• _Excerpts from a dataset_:
PR #17648, opened 2020-09-23
app-crypt/tpm2-tss: Bump to 2.4.3 and 3.0.1 to fix CVE-2020-24455

salahcoronya:
From upstream:

Fix CVE-2020-24455 FAPI PolicyPCR not instatiating correctly
Note that all TPM object created with a PolicyPCR with the currentPcrs
and currentPcrsAndBank options have been created with an incorrect policy
that ommits PCR checks. All these objects have to be recreated!


juippis (approved):
```
 * The tmpfiles processor exited with a non-zero exit code
```
Was there a fix for this? Could you search through bugzilla?

salahcoronya:
As far as the "The tmpfiles processor exited with a non-zero exit code" this is a problem with opentmpfiles. See https://bugs.gentoo.org/741216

• _What you need to do_: The answer must be an exact copy of every entry.

• _Worked solution_:
PR #17648, opened 2020-09-23
app-crypt/tpm2-tss: Bump to 2.4.3 and 3.0.1 to fix CVE-2020-24455

salahcoronya:
From upstream:

Fix CVE-2020-24455 FAPI PolicyPCR not instatiating correctly
Note that all TPM object created with a PolicyPCR with the currentPcrs
and currentPcrsAndBank options have been created with an incorrect policy
that ommits PCR checks. All these objects have to be recreated!


juippis (approved):
```
 * The tmpfiles processor exited with a non-zero exit code
```
Was there a fix for this? Could you search through bugzilla?

salahcoronya:
As far as the "The tmpfiles processor exited with a non-zero exit code" this is a problem with opentmpfiles. See https://bugs.gentoo.org/741216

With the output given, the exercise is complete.